Comme enfin on ne retrouvait pas, et pour cause, la trace de tant de divinités dans le schéma de César – qui n’est pas un annuaire – on a d’abord corrigé le proconsul, le taxant de légèreté, d’inexactitude, presque d’inintelligence puisqu’il n’y comprenait rien, puis on a reparlé de syncrétisme : pendant et après les « bienfaits » de la pax romana les quelques milliers de dieux ou de numina gaulois auraient été casés tant bien que mal dans les compartiments de la typologie romaine. Mais chaque dévot, ou chaque région, ayant pour son dieu une vénération exclusive ou envahissante, lui aurait prêté un rôle multifonctionnel, des capacités polyvalentes synthétisant et condensant en quelque sorte celles de tous les autres.

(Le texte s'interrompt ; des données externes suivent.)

PR #485, opened 2024-08-09
Various QOL improvements for unit testing

jasonforal:
We've had a number of unit test pain points (writing and reading) accumulate over time. This PR implements a grab bag of small fixes.

## What is your solution?
Highlights:
* Implement a test-only deno extension, which will allow us to build a reusable library of JavaScript helper functions that can be used across tests.
* Add support for a `console.log`-based debugging workflow.
* Add a `TsTree` helper struct to make locating specific tree-sitter nodes easier in unit tests.

Additionally, this PR exposes JavaScript error stack traces, which makes it easier to debug issues. Previously, when we had an error, all we would get is:
```
TypeError: Cannot read properties of undefined (reading 'someProp')
```

Now, we can get exact module, function, line, and column:
```
TypeError: Cannot read properties of undefined (reading 'someProp')
  at SomeClass.someOtherFunction (ext:ddsa_lib/someModule:572:29)
  at SomeClass.someFunction (ext:ddsa_lib/someModule:157:22)
  at <anonymous>:1:13
```

### DIFF
--- a/crates/static-analysis-kernel/src/analysis/ddsa_lib/common.rs
+++ b/crates/static-analysis-kernel/src/analysis/ddsa_lib/common.rs
@@ -4,7 +4,7 @@
 
 use deno_core::v8;
 use deno_core::v8::HandleScope;
-use std::fmt::Debug;
+use std::fmt::{Debug, Display, Formatter};
 use std::ops::Deref;
 use std::time::Duration;
 
@@ -13,8 +13,8 @@ pub type NodeId = u32;
 
 #[derive(Debug, thiserror::Error)]
 pub enum DDSAJsRuntimeError {
-    #[error("execution error: {reason}")]
-    Execution { reason: String },
+    #[error("{error}")]
+    Execution { error: JsError },
     #[error("JavaScript execution timeout")]
     JavaScriptTimeout { timeout: Duration },
     #[error("expected `{name}` to exist within the v8 context")]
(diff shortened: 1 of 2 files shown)


crates/static-analysis-kernel/src/analysis/ddsa_lib/common.rs
```diff
@@ -13,8 +13,10 @@ pub type NodeId = u32;
 
 #[derive(Debug, thiserror::Error)]
 pub enum DDSAJsRuntimeError {
-    #[error("execution error: {reason}")]
-    Execution { reason: String },
+    #[error("{error}")]
+    Execution {
+        error: Box<deno_core::error::JsError>,
```
juli1, line 18: What is the motivation for doing this? Should we couple the `ddsa` with `deno`? (or rather, should we expose deno-specific stuff in the ddsa layer?

crates/static-analysis-kernel/src/analysis/ddsa_lib/bridge/ts_node.rs
```diff
@@ -153,57 +153,17 @@ mod tests {
...
-            let lang = get_tree_sitter_language(&language);
-            let mut parser = tree_sitter::Parser::new();
-            parser.set_language(&lang).unwrap();
-            Self(parser)
-        }
-        fn parse(&mut self, text: &'static str) -> Tree {
-            Tree(Arc::new(self.0.parse(text, None).unwrap()), text)
-        }
-    }
-
```
juli1, line 206: What is the reason for removing this from the core and putting only in the tests?

crates/static-analysis-kernel/src/analysis/ddsa_lib/test_utils.rs
```diff
@@ -171,26 +171,54 @@ fn cfg_test_deno_ext() -> deno_core::Extension {
...
-        // Create a unique (arbitrary) variable name for the import.
-        let var_name = "a".repeat(idx + 1);
-        entrypoint_code += &format!(
-            r#"
+        if efs.specifier == "ext:ddsa_lib_cfg_test/helpers" {
+            // Only import under the "TEST" namespace.
+            entrypoint_code += &format!(
+                r#"
+import * as TEST from "{}";
+globalThis.TEST = TEST;
```
juli1, line 200: Why putting this under `TEST`? Why not adding this either with

 - the global scope (`assert(something)`)?
 - the `ddsa` scope `ddsa.assert()`)?

juli1 (commented):
A few questions to understand the approach. Given that `assert()` is so common, it would make sense to have it define either in the global namespace or the `ddsa` namespace.

juli1 (approved):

Pour tous ceux qui la voient sous cet habit d’Arlequin la religion change d’un canton à un autre et celle de la Gaule, variant des Éduens aux Helvètes, ne saurait être que très différente de celle de la Bretagne insulaire, et plus encore de celle de l’Irlande. C’est, entre autres, une raison suffisante pour refuser le contrôle irlandais et gallois et, par conséquent, pour se dispenser en toute honnêteté et bonne conscience de lire des textes aussi rébarbatifs que des idéogrammes chinois. On prend de cette façon pour des faits principaux et autonomes des faciès locaux analogues aux particularismes régionaux de l’art religieux chrétien : une croix irlandaise n’a certes pas le même style qu’une icône russe.

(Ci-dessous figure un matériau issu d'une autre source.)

PR #486, opened 2024-08-09
[STAL-2635] Add JavaScript `Digraph`

jasonforal:
To support more sophisticated analysis techniques, we want to be able to construct arbitrary graphs from the source code we're analyzing.

We're initially iterating on the construction and traversal logic in JavaScript for iteration speed. These can be ported up to Rust if/when it makes sense.

This PR has two main goals:
1. Implement the graph data structure.
2. Establish a pattern to write unit tests against an expected graph structure.

### JavaScript-based Digraph
We'll initially be implementing taint analysis, and so our initial graph will be stored as an adjacency list containing directed edges that indicate the flow of tainted values from sources to targets. We need to be able to type the edges to distinguish between various semantics (for now: "assignment" and "dependence")

Thus, in pseudo-code, an edge looks like

```rs
type VertexId = u16;
#[repr(u8)]
enum EdgeKind {
    Assignment,
    Dependence,
}
#[derive(Copy)]
struct Edge {
    target: VertexId,
    kind: EdgeKind,
}
type Adjacencies = Vec<EdgeKind>;
```

Defining and parsing edges as structs makes sense in Rust, as LLVM can optimize these into registers.

The straightforward JavaScript equivalent of this would be an object:
```js
const edge1 = {
    target: 123,
    kind: EdgeKind_DEPENDENCE,
};
const adjacencies = [edge1, /* edge2, edge3, ... */];
```

However, this isn't ideal because:
* Equality checking (e.g. to traverse and/or detect cycles) requires additional complexity (`number` equality is simply by-value, whereas [`object` equality is by-reference](https://developer.mozilla.org/en-US/docs/Web/JavaScript/Reference/Operators/Equality#comparison_of_objects))
* Objects always perform a heap allocation for each edge, as v8 cannot optimize in a similar manner, and we expect to create a lot of edges.

Instead, we use [bit packing](https://github.com/DataDog/datadog-static-analyzer/blob/1e9bcb9997f25012c9dedede3c52b666667c9f79/crates/static-analysis-kernel/src/analysis/ddsa_lib/js/flow/graph.rs#L112-L120) to represent the edge as a number (specifically: integer).

I believe this ends up being a more simple and more maintainable solution in the long-run, particularly because we will eventually be introducing vertex types, so were we to use an object here, we'd have to write something like:
```js
const edge1 = {
    target: {
        id: 123,
        kind: VertexKind_CST,
    },
    kind: EdgeKind_DEPENDENCE,
};
```
We'd then need a way to represent this as an adjacency list. We can't easily do `Map<Vertex, Edge[]>` because objects are by-reference, not by-value, so we would need to come up with some one-off serialization of `Vertex` into a number/string map key. At that point, it's more simple just to have everything use the same serialization to number.

### Unit Tests
We'll be building more complex graphs that are specific to the semantics of each programming language. We need to be able to easily read (and write) unit tests that make assertions about the structure of a graph generated from source code. To that end, this PR introduces the following pattern:

* Expected graphs are specified using [DOT Language](https://graphviz.org/doc/info/lang.html).
* Unit tests specify a transformer function to map a manually-written graph to an algorithmically generated one.

To illustrate: while not implemented in _this_ PR, a future PR will use this pattern to implement a DSL that can specify CST nodes as graph nodes and edges as taint flow. For example, for the given Java code:
```java
String value = request.getHeader("abc");
System.out.println(value);
```
A test writer will be able to specify that they expect at line 1, "`value` is dependent on `request`, and that the `println` function is a sink for that value by simply writing:

```dot
digraph expected {
    value1 [text=value,line=1]
    value2 [text=value,line=2]
    request [line=1]
    println [line=2]

    value1 -> request [kind=dependence]  
    value2 -> value1 [kind=dependence]
    println -> value2 [kind=dependence]
}
```

* New third party dependency `graphviz-rust` is used to parse (and eventually generate) DOT language graphs used in unit tests.

### DIFF
--- a/crates/static-analysis-kernel/src/analysis/ddsa_lib/js/flow/graph.rs
+++ b/crates/static-analysis-kernel/src/analysis/ddsa_lib/js/flow/graph.rs
@@ -1,0 +1,602 @@
+// Unless explicitly stated otherwise all files in this repository are licensed under the Apache License, Version 2.0.
+// This product includes software developed at Datadog (https://www.datadoghq.com/).
+// Copyright 2024 Datadog, Inc.
+
+use deno_core::v8;
+use graphviz_rust::dot_structures;
+use std::borrow::{Borrow, Cow};
+use std::collections::{HashMap, HashSet};
+
+/// A wrapper around a [`graphviz_rust::Graph::DiGraph`]. This is only used in unit tests to specify
+/// and assert on the structure of a graph.
+#[derive(Debug, Clone)]
+pub struct Digraph(dot_structures::Graph);
+
+impl Digraph {
+    /// Constructs a [`Self`] from the provided `input`.
+    /// # Panics
+    /// * Panics if `input` is not a strict digraph.
+    /// * Panics if any [`dot_structures::Stmt`] in `input` isn't a node or an edge.
+    pub fn new(input: dot_structures::Graph) -> Self {
+        use dot_structures::*;
+        let Graph::DiGraph { strict, stmts, .. } = &input else {
+            panic!("graph should be a digraph");
+        };
+        assert!(strict, "should be \"strict\"");
+        let all_valid_stmts = stmts
+            .iter()
+            .all(|stmt| matches!(stmt, Stmt::Node(..) | Stmt::Edge(..)));
+        assert!(all_valid_stmts, "should only contain `node`s and `edge`s");
+        Self(input)
+    }
+
+    /// Returns `true` if this graph is a subgraph of the provided `other`. A graph is considered
+    /// a subgraph if the `other` has identical nodes and edges as this graph.
+    pub fn is_subgraph_of(&self, other: impl Borrow<Self>) -> bool {
+        self.difference(other).is_empty()
+    }
+
+    /// Returns the nodes and edges that are in `self`, but not in `other`.
+    pub fn difference(&self, other: impl Borrow<Self>) -> Vec<dot_structures::Stmt> {
+        use dot_structures::*;
+
+        /// Returns a hash map of nodes and edges, using an arbitrary (but stable) key.
+        fn normalize_stmts(graph: &Graph) -> HashMap<String, &Stmt> {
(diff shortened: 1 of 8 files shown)


crates/static-analysis-kernel/src/analysis/ddsa_lib/js/flow/graph.rs
```diff
@@ -0,0 +1,799 @@
...
+
+impl FlowDigraph {
+    /// Returns `true` if this graph is a subgraph of the provided `other`. A graph is considered
+    /// a subgraph if the `other` has identical nodes and edges as this graph.
+    pub fn is_subgraph_of(&self, other: &Self) -> bool {
+        self.difference(other).is_empty()
+    }
+
+    /// Returns the nodes and edges that are in `self`, but not in `other`.
+    pub fn difference(&self, other: &Self) -> Vec<dot_structures::Stmt> {
```
juli1, line 28: Can we explain in the comment why we need this?

crates/static-analysis-kernel/src/analysis/ddsa_lib/js/flow/graph.rs
```diff
@@ -0,0 +1,799 @@
...
+    pub fn target(&self) -> ddsa_lib::common::NodeId {
+        self.0 >> Self::KIND_BITS
+    }
+
+    /// The type of edge this is.
+    pub fn kind(&self) -> EdgeKind {
+        EdgeKind::try_from_id((self.0 & Self::KIND_BIT_MASK) as usize)
+            .expect("js should serialize PackedEdge correctly")
+    }
+}
```
juli1, line 138: Why this? This adds more complexity than anything else.

Why not a struct with a nodeid and a kind?

juli1 (commented):
I really like the graphviz approach for testing. We should also be able to export the graphviz dot representation into a file for debugging purposes.

I am not sure about the `PackedEdge`. It seems early optimization to me and not needed.

juli1 (approved):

Qui plus est, par comparaison à la statuaire gréco-romaine, l’art plastique de la Gaule latinisée est un vaste musée des imitations. Il existe de très belles choses en Gaule romaine. Il faut cependant parfois toute la bonne volonté d’un engouement sentimental pour reconnaître dans des corps quelquefois difformes, des visages inexpressifs ou des attitudes figées l’expression d’un art digne de Praxitèle. Que l’art gallo-romain ait été présenté comme une miraculeuse quintessence d’abstraction, cela tient plus des intérêts ou des idées toutes faites de critiques modernes que de la volonté d’artisans antiques plongés dans le concret.

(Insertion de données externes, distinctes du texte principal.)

PR #489, opened 2024-08-13
[STAL-2687] Fetch remote config

juli1:

We want to be able to fetch the configuration remotely.

## Solution

We attempt to read the configuration file

1. If there is a configuration file, we attempt to get the remote configuration by passing the existing config file and the backend returns the final config
2. If there is no config, we retrieve the remote configuration by passing a `null` configuration to the API

## Notes

1. We fetch the remote configuration ONLY if we have some API keys defined. Otherwise, we do not even try
2. We added a lot of debug information so that customer will be able to troubleshoot

## Testing

Tested locally, existing tests should pass

```
cargo run --bin datadog-static-analyzer -- --staging --directory /Users/julien.delange/git/datadog-ci --format sarif --output ~/plop.json  --debug yes 
    Finished `dev` profile [unoptimized + debuginfo] target(s) in 0.16s
     Running `target/debug/datadog-static-analyzer --staging --directory /Users/julien.delange/git/datadog-ci --format sarif --output /Users/julien.delange/plop.json --debug yes`
Remote config (base64): "cnVsZXNldHM6CiAgLSBvcmctcnVsZXNldAogIC0ga2Rza2xmanNsZGYK"
Error: ruleset org-ruleset not found
Error: error when reading rules from API

Caused by:
    Error: ruleset org-ruleset not found
```

### DIFF
--- a/crates/bins/src/bin/datadog-static-analyzer.rs
+++ b/crates/bins/src/bin/datadog-static-analyzer.rs
@@ -233,7 +233,7 @@ fn main() -> Result<()> {
         };
 
     if configuration_file.is_none() && use_debug {
-        eprintln!("INFO: no configuration detected (either local or remote)")
+        eprintln!("INFO: no configuration detected locally or remotely")
     }
 
     let rule_config_provider = configuration_file
--- a/crates/bins/src/bin/datadog-static-analyzer.rs
+++ b/crates/bins/src/bin/datadog-static-analyzer.rs
@@ -11,7 +11,7 @@ use std::sync::Arc;
 use std::time::{Duration, Instant, SystemTime};
 use std::{env, fs};
 
-use cli::config_file::read_config_file;
+use cli::config_file::get_config;
 use cli::constants::{DEFAULT_MAX_CPUS, DEFAULT_MAX_FILE_SIZE_KB};
 use cli::csv;
 use cli::datadog_utils::{
@@ -221,7 +221,7 @@ fn main() -> Result<()> {
     }
 
     let configuration_file: Option<ConfigFile> =
-        match read_config_file(directory_to_analyze.as_str()) {
+        match get_config(directory_to_analyze.as_str(), use_debug) {
             Ok(cfg) => cfg,
             Err(err) => {
                 eprintln!(
@@ -231,6 +231,11 @@ fn main() -> Result<()> {
                 exit(1)
             }
         };
+
+    if configuration_file.is_none() && use_debug {
+        eprintln!("INFO: no configuration detected (either local or remote)")
+    }
+
     let rule_config_provider = configuration_file
         .as_ref()
         .map(RuleConfigProvider::from_config)
--- a/crates/cli/src/config_file.rs
+++ b/crates/cli/src/config_file.rs
@@ -50,7 +50,7 @@ pub fn read_config_file(path: &str) -> Result<Option<ConfigFile>> {
                 if size_read == 0 {
                     return Err(anyhow!("the config file is empty"));
                 }
-                parse_config_file(&contents).map(|c| Some(c))
+                parse_config_file(&contents).map(Some)
             } else {
                 Ok(None)
             }
--- a/crates/cli/src/config_file.rs
+++ b/crates/cli/src/config_file.rs
@@ -39,45 +39,35 @@ fn get_config_file(path: &str) -> Result<Option<File>> {
 // If the file does not exist, we return a Ok(None).
 // If there is an error reading the file, we return a failure
 pub fn read_config_file(path: &str) -> Result<Option<ConfigFile>> {
-    match get_config_file(path) {
-        Ok(file_opt) => {
-            if let Some(mut file) = file_opt {
-                let mut contents = String::new();
+    if let Some(mut file) = get_config_file(path)? {
+        let mut contents = String::new();
 
-                let size_read = file
-                    .read_to_string(&mut contents)
-                    .context("error when reading the configration file")?;
-                if size_read == 0 {
-                    return Err(anyhow!("the config file is empty"));
-                }
-                parse_config_file(&contents).map(Some)
-            } else {
-                Ok(None)
-            }
+        let size_read = file
+            .read_to_string(&mut contents)
+            .context("error when reading the configration file")?;
+        if size_read == 0 {
+            return Err(anyhow!("the config file is empty"));
         }
-        Err(e) => Err(e),
+        parse_config_file(&contents).map(Some)
+    } else {
+        Ok(None)
     }
 }
 
 // Read the config file in base64
 pub fn read_config_file_in_base64(path: &str) -> Result<Option<String>> {
-    match get_config_file(path) {
-        Ok(file_opt) => {
-            if let Some(mut file) = file_opt {
-                let mut contents = String::new();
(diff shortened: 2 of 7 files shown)


crates/cli/src/config_file.rs
```diff
@@ -22,26 +20,117 @@ pub fn read_config_file(path: &str) -> Result<Option<ConfigFile>> {
...
+                    return Err(anyhow!("the config file is empty"));
+                }
+                match parse_config_file(&contents) {
+                    Ok(c) => Ok(Some(c)),
+                    Err(e) => Err(e),
+                }
+            }
+            None => Ok(None),
+        },
+        Err(e) => Err(e),
```
amaanq, line 60: the Err case in the outer match just returns the error, so why not just use `?` to propagate the error if any, and use a `let ... Some` to bail early when it's None as well: 
```rs
let Some(mut file) = get_config_file(path)? else {
    return Ok(None);
};
```

crates/cli/src/config_file.rs
```diff
@@ -22,26 +20,117 @@ pub fn read_config_file(path: &str) -> Result<Option<ConfigFile>> {
...
+
+                let size_read = file
+                    .read_to_string(&mut contents)
+                    .context("error when reading the configration file")?;
+                if size_read == 0 {
+                    return Err(anyhow!("the config file is empty"));
+                }
+                match parse_config_file(&contents) {
+                    Ok(c) => Ok(Some(c)),
+                    Err(e) => Err(e),
```
amaanq, line 55:
```suggestion
                parse_config_file(&contents).map(|c| Some(c))
```

crates/cli/src/config_file.rs
```diff
@@ -22,26 +20,117 @@ pub fn read_config_file(path: &str) -> Result<Option<ConfigFile>> {
...
+                    .context("error when reading the configration file")?;
+                if size_read == 0 {
+                    return Err(anyhow!("the config file is empty"));
+                }
+                Ok(Some(encode_base64_string(contents)))
+            }
+            None => Ok(None),
+        },
+        Err(e) => Err(e),
+    }
```
amaanq, line 82: Same as above, the double match can be reduced with a `let Some(...) else {}` statement

crates/cli/src/config_file.rs
```diff
@@ -22,26 +20,117 @@ pub fn read_config_file(path: &str) -> Result<Option<ConfigFile>> {
...
+                            eprintln!("Error when parsing remote config: {:?}", e);
+                            eprintln!("Proceeding with local config");
+                            cf
+                        }
+                    }
+                }
+                Err(e) => {
+                    if debug {
+                        eprintln!("error when trying to get remote config: {:?}", e);
+                        eprintln!("will use the local configuration if any")
```
amaanq, line 124:
```suggestion
                        eprintln!("Falling back to the local configuration, if any")
```

crates/cli/src/config_file.rs
```diff
@@ -22,26 +20,117 @@ pub fn read_config_file(path: &str) -> Result<Option<ConfigFile>> {
...
+                        Err(e) => {
+                            eprintln!("Error when parsing remote config: {:?}", e);
+                            eprintln!("Proceeding with local config");
+                            cf
+                        }
+                    }
+                }
+                Err(e) => {
+                    if debug {
+                        eprintln!("error when trying to get remote config: {:?}", e);
```
amaanq, line 123:
```suggestion
                        eprintln!("Error when attempting to fetch the remote config: {:?}", e);
```

crates/cli/src/datadog_utils.rs
```diff
@@ -343,6 +349,44 @@ pub fn get_diff_aware_information(
...
+    let path = "config/client";
+    let req = make_request(RequestMethod::Post, path, false, true)?.json(&request_payload);
+    let server_response = perform_request(req, path, debug)?;
+
+    let status_code = server_response.status();
+    let response_text = &server_response.text()?;
+
+    let api_response = serde_json::from_str::<ConfigResponse>(response_text);
+
+    if !&status_code.is_success() {
```
amaanq, line 377:
```suggestion
    if !status_code.is_success() {
```

crates/cli/src/datadog_utils.rs
```diff
@@ -343,6 +349,44 @@ pub fn get_diff_aware_information(
...
+        return Err(anyhow!("server returned error {}", &status_code.as_u16()));
```
amaanq, line 378:
```suggestion
        return Err(anyhow!("server returned error {}", status_code.as_u16()));
```

crates/cli/src/git_utils.rs
```diff
@@ -103,6 +103,18 @@ fn get_changed_files(diff: &Diff) -> anyhow::Result<HashMap<PathBuf, Vec<u32>>>
     Ok(res)
 }
 
+pub fn get_repository_url(path: &str) -> anyhow::Result<String> {
+    let repository_opt = Repository::init(path);
+    match repository_opt {
+        Ok(repository) => Ok(repository
+            .find_remote("origin")?
```
amaanq, line 110: I'm a little wary of hardcoding origin here, it'd be nice if we could perform some logic to see if there's only one remote & use that, otherwise use origin, and *then* error out

crates/cli/src/model/datadog_api.rs
```diff
@@ -26,6 +27,26 @@ pub struct DiffAwareResponse {
...
 
+#[derive(Serialize, Deserialize, Debug, Clone)]
+pub struct ConfigResponseDataAttributes {
+    #[serde(rename = "config_base64")]
+    pub config_base64: String,
+}
+
+#[derive(Serialize, Deserialize, Debug, Clone)]
+pub struct ConfigResponseData {
+    #[serde(rename = "id")]
```
amaanq, line 38: Not asking you to remove, but as an FYI renames are not needed for field names that are the exact same as the json.

crates/bins/src/bin/datadog-static-analyzer.rs
```diff
@@ -231,6 +231,11 @@ fn main() -> Result<()> {
                 exit(1)
             }
         };
+
+    if configuration_file.is_none() && use_debug {
+        eprintln!("INFO: no configuration detected (either local or remote)")
```
amaanq, line 236:
```suggestion
        eprintln!("INFO: no configuration detected locally or remotely")
```

crates/cli/src/git_utils.rs
juli1: This is already how we do it for diff-aware, it's just taking the same approach.

crates/cli/src/config_file.rs
```diff
@@ -22,26 +20,106 @@ pub fn read_config_file(path: &str) -> Result<Option<ConfigFile>> {
...
+                debug,
+            );
+
+            match remote_config {
+                Ok(rc) => {
+                    if debug {
+                        eprintln!("Remote config (base64): {:?}", rc);
+                    }
+
+                    let remote_config_base64 =
```
amaanq, line 99: I think you can swap the names of remote_config and remote_config_base64, right now remote_config is the base64 encoded version, and remote_config_base64 is normal text which is weird

amaanq (approved):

Mais cet art « gallo-romain » est la continuation certaine d’un art proprement gaulois. Les défauts éventuels viennent du changement de matériau : la pierre et non plus seulement le bois et le métal. Il manque parfois aux historiens de l’art la compréhension que l’art religieux des Celtes n’était pas gratuit, encore moins fantaisiste ou individuel. Il doit être bien entendu que les artisans, sculpteurs, graveurs ou fondeurs gaulois avaient la capacité de réaliser des œuvres esthétiquement parfaites (la toreutique, ou art du métal, en offre assez de témoignages indiscutables) mais que la perfection naturaliste n’était pas toujours désirée ou nécessaire. Les statuettes votives du sanctuaire des sources de la Seine correspondent plus à des nécessités religieuses qu’à une incapacité technique. Les écrivains de l’antiquité, en particulier Lucain dans la Pharsale (Les statues des dieux manquent d’art et montrent la laideur de troncs mutilés III, 412), ne semblent pas avoir compris ce détail.
Pas plus que le polythéisme, l’anthropomorphisme n’est un fait religieux normal et cela explique à suffisance l’« aniconisme » foncier de l’art celtique : c’est une déviation dont la pensée religieuse gréco-romaine est la cause. Dans la conception celtique première les dieux en tant que « principes » métaphysiques appartiennent au domaine de l’infini et ne sont pas réductibles à la finitude. Les ramener à l’état humain revient à les atrophier cependant que leur représentation plastique ou linéaire correspond parfois à l’expression d’une perfection dans laquelle chaque geste et chaque attitude, comme dans l’art indien, a un sens très exactement défini. C’est pour cette raison que l’aniconisme de la plus ancienne tradition artistique de La Tène a transposé linéairement, sans imitation superflue, ce qu’il avait emprunté. Fernand Benoit a montré, dans de nombreux ouvrages, que la plastique gallo-romaine était imprégnée d’influences classiques, venues très tôt par la Méditerranée. Cela est vrai. Mais entre la plastique et les conceptions celtiques originales le fossé n’a pas été comblé parce qu’il ne pouvait pas l’être.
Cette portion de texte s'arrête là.